◆ WHAT THE TASK ASKS:
The answer is to be all of the data below, reproduced exactly.

Stored data:
Issue #17424, opened 2019-02-07
slide effect not working in ionic 4.10.2 


thiagomatrix:
# Bug Report

**Ionic version:**

[x] **4.x**

**Current behavior:**

**Expected behavior:**

**Steps to reproduce:**

**Related code:**

```
**in arquive.ts**

  slideOpts= {
    effect: 'fade',
    loop: true,
    speed:1500,
  };

  slidesDidLoad(slides: IonSlides) {  
    slides.startAutoplay();
  }

**in arquive.html**

<ion-slides #background (ionSlidesDidLoad)="slidesDidLoad(background)" [options]="slideOpts">
 <ion-slide class="welcome-slide">
 <h2>Slide 1</h2>
  </ion-slide>

  <ion-slide style="background-color: blue">
    <h2>Slide 2</h2>
  </ion-slide>

  <ion-slide style="background-color: red">
    <h2>Slide 3</h2>
  </ion-slide>
</ion-slides>


```

**Other information:**

**Ionic info:** 

```
Not working in ionic 4.10.2 slide effect

only show effect flip, not set out effect.

```

Nazirovich:
It's not working... I really hope they solve this issue asap... The fade effect on the sliders is much needed for my work.

LuizTokuhara:
Yes, ion-slides are kind of buggy, only custom effect is working... if you put 2 or more sliders on same page it act strange too, some can loop and others not.

yshnv:
ion-slides properties not working correctly.
Unable to change effects of slides.

edgarelc:
Same issue here... None of the effects in the swiper API works at all ("slide", "fade", "cube", "coverflow" or "flip"). The only one that works is "slide" which is the default one.

microwin168:
I have same issue.Will this issue be fixed in plan?

drew-r:
I'm finding something is calling toString on the options object before it is passed to swiper.
From `normalizeOptions`:
![image](https://user-images.githubusercontent.com/3891910/53375723-ef37ef80-3953-11e9-813a-e81194a35cee.png)

microwin168:
@liamdebeasi Is this a bug?  I need this function so much.
.Will this issue be fixed in plan?
Thanks for reply!

microwin168:
@thiagomatrix  Have you resolve this issue?

liamdebeasi:
Hi there,

[...]

PR #16616, opened 2018-12-06
fix(slides): add effect plugins for swiper

CFT-Chris:
#### Short description of what this resolves:
Missing Coverflow, Cube, Fade and Flip swiper effects for ``ion-slides``

#### Changes proposed in this pull request:

- Add needed plugins to swiper builder

**Ionic Version**: 4.0.0-beta.17

**Fixes**: #15857

PR #17959, opened 2019-04-04
fix(slides): expose interface to provide custom animations

liamdebeasi:
This PR exposes the interface to allow users to tap into certain callbacks in Swiper. The result is that users can provide their own custom animations, allowing them to use fade, cube, flip, coverflow, etc, without us having to introduce the code into the framework code base.

- Ensure that users can tap into swiper callbacks but _not_ override the callbacks Ionic uses to make `ion-slides` work
- Added documentation on how to add custom animations
- Add demos for all 4 additional animations
- Fixed usage for slides

**Fixes**: #17424

This PR would allow #16616 to be closed as well.


kalicki:
Hey @liamdebeasi 

I made a video! Check this bug: https://send.firefox.com/download/4eb61d0b2a643f83/#KHRL1rCut418GnvbZgheCA

liamdebeasi:
Can you post the code you are using for that? Thanks!

kalicki:
Sorry =/
Actually this is with the current slides of v4.2. Can you guarantee that this does not happen in your PR ?! 

I'll test your PR

kalicki:
Simple code:

```
<ion-slides pager="false" [options]="slideOptions" #tagSlides>
        <ion-slide *ngFor="let tag of tags">
          <ion-card class="tag-image" mode="ios" (click)="goPage(tag)">
            <img src="{{tag.image}}" alt="" />
          </ion-card>
          <h2>{{tag.title}}</h2>
        </ion-slide>
      </ion-slides>
```

```
slideOptions = {
    loop: false,
    initialSlide: 0,
    slidesPerView: 1,
    centeredSlides: false,
    spaceBetween: 10,
    effect: 'coverflow',
    coverflowEffect: {
      rotate: 0,
      stretch: 0,
      depth: 250,
      modifier: 1.93,
      slideShadows: false
    }
  };
```

liamdebeasi:
Hi there,

If you have found a bug in `ion-slides` in the latest stable, please open a new bug report here: https://github.com/ionic-team/ionic/issues/new?assignees=&labels=&template=bug_report.md&title=bug%3A+

This PR is to expose interfaces for custom animations and does not fix any other bugs.

Thanks!

brandyscarney:
I'm a bit confused by the usage:

1) Do I have to pass effect now? What's the point of passing `slide` if the default is slide and `flip` if I still have to define the effect?
2) Where can I find more animation examples? I know there are links to the framework tests but there are some problems with this
    - what if we get rid of those tests? 
    - what if we want something that isn't listed?

I think it would be better to just show the usage for them instead of having it in a test and then link to where it came from (probably swiper docs?)

liamdebeasi:
1. Yea for some of them there is corresponding CSS so you'll need to pass in the effect name. There's no point in passing in "slide" if it's the default.

2. Good question - still trying to figure out a good place for these. We provided the remaining animations that are bundled by default in Swiper, but beyond that that's on the user to come up with. For the actual code, I got it from the Swiper repo so unless we host the code somewhere, we're just going to be pointing users to some github repo.

liamdebeasi:
Took a look again and seems like this was due to us always explicitly saying to use the `slide` effect internally. I updated it so you don't need to provide any `effect` value and swiper will just default to `slide` if the animation handlers are not overriden.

◆ EXPECTED ANSWER:
Issue #17424, opened 2019-02-07
slide effect not working in ionic 4.10.2 


thiagomatrix:
# Bug Report

**Ionic version:**

[x] **4.x**

**Current behavior:**

**Expected behavior:**

**Steps to reproduce:**

**Related code:**

```
**in arquive.ts**

  slideOpts= {
    effect: 'fade',
    loop: true,
    speed:1500,
  };

  slidesDidLoad(slides: IonSlides) {  
    slides.startAutoplay();
  }

**in arquive.html**

<ion-slides #background (ionSlidesDidLoad)="slidesDidLoad(background)" [options]="slideOpts">
 <ion-slide class="welcome-slide">
 <h2>Slide 1</h2>
  </ion-slide>

  <ion-slide style="background-color: blue">
    <h2>Slide 2</h2>
  </ion-slide>

  <ion-slide style="background-color: red">
    <h2>Slide 3</h2>
  </ion-slide>
</ion-slides>


```

**Other information:**

**Ionic info:** 

```
Not working in ionic 4.10.2 slide effect

only show effect flip, not set out effect.

```

Nazirovich:
It's not working... I really hope they solve this issue asap... The fade effect on the sliders is much needed for my work.

LuizTokuhara:
Yes, ion-slides are kind of buggy, only custom effect is working... if you put 2 or more sliders on same page it act strange too, some can loop and others not.

yshnv:
ion-slides properties not working correctly.
Unable to change effects of slides.

edgarelc:
Same issue here... None of the effects in the swiper API works at all ("slide", "fade", "cube", "coverflow" or "flip"). The only one that works is "slide" which is the default one.

microwin168:
I have same issue.Will this issue be fixed in plan?

drew-r:
I'm finding something is calling toString on the options object before it is passed to swiper.
From `normalizeOptions`:
![image](https://user-images.githubusercontent.com/3891910/53375723-ef37ef80-3953-11e9-813a-e81194a35cee.png)

microwin168:
@liamdebeasi Is this a bug?  I need this function so much.
.Will this issue be fixed in plan?
Thanks for reply!

microwin168:
@thiagomatrix  Have you resolve this issue?

liamdebeasi:
Hi there,

[...]

PR #16616, opened 2018-12-06
fix(slides): add effect plugins for swiper

CFT-Chris:
#### Short description of what this resolves:
Missing Coverflow, Cube, Fade and Flip swiper effects for ``ion-slides``

#### Changes proposed in this pull request:

- Add needed plugins to swiper builder

**Ionic Version**: 4.0.0-beta.17

**Fixes**: #15857

PR #17959, opened 2019-04-04
fix(slides): expose interface to provide custom animations

liamdebeasi:
This PR exposes the interface to allow users to tap into certain callbacks in Swiper. The result is that users can provide their own custom animations, allowing them to use fade, cube, flip, coverflow, etc, without us having to introduce the code into the framework code base.

- Ensure that users can tap into swiper callbacks but _not_ override the callbacks Ionic uses to make `ion-slides` work
- Added documentation on how to add custom animations
- Add demos for all 4 additional animations
- Fixed usage for slides

**Fixes**: #17424

This PR would allow #16616 to be closed as well.


kalicki:
Hey @liamdebeasi 

I made a video! Check this bug: https://send.firefox.com/download/4eb61d0b2a643f83/#KHRL1rCut418GnvbZgheCA

liamdebeasi:
Can you post the code you are using for that? Thanks!

kalicki:
Sorry =/
Actually this is with the current slides of v4.2. Can you guarantee that this does not happen in your PR ?! 

I'll test your PR

kalicki:
Simple code:

```
<ion-slides pager="false" [options]="slideOptions" #tagSlides>
        <ion-slide *ngFor="let tag of tags">
          <ion-card class="tag-image" mode="ios" (click)="goPage(tag)">
            <img src="{{tag.image}}" alt="" />
          </ion-card>
          <h2>{{tag.title}}</h2>
        </ion-slide>
      </ion-slides>
```

```
slideOptions = {
    loop: false,
    initialSlide: 0,
    slidesPerView: 1,
    centeredSlides: false,
    spaceBetween: 10,
    effect: 'coverflow',
    coverflowEffect: {
      rotate: 0,
      stretch: 0,
      depth: 250,
      modifier: 1.93,
      slideShadows: false
    }
  };
```

liamdebeasi:
Hi there,

If you have found a bug in `ion-slides` in the latest stable, please open a new bug report here: https://github.com/ionic-team/ionic/issues/new?assignees=&labels=&template=bug_report.md&title=bug%3A+

This PR is to expose interfaces for custom animations and does not fix any other bugs.

Thanks!

brandyscarney:
I'm a bit confused by the usage:

1) Do I have to pass effect now? What's the point of passing `slide` if the default is slide and `flip` if I still have to define the effect?
2) Where can I find more animation examples? I know there are links to the framework tests but there are some problems with this
    - what if we get rid of those tests? 
    - what if we want something that isn't listed?

I think it would be better to just show the usage for them instead of having it in a test and then link to where it came from (probably swiper docs?)

liamdebeasi:
1. Yea for some of them there is corresponding CSS so you'll need to pass in the effect name. There's no point in passing in "slide" if it's the default.

2. Good question - still trying to figure out a good place for these. We provided the remaining animations that are bundled by default in Swiper, but beyond that that's on the user to come up with. For the actual code, I got it from the Swiper repo so unless we host the code somewhere, we're just going to be pointing users to some github repo.

liamdebeasi:
Took a look again and seems like this was due to us always explicitly saying to use the `slide` effect internally. I updated it so you don't need to provide any `effect` value and swiper will just default to `slide` if the animation handlers are not overriden.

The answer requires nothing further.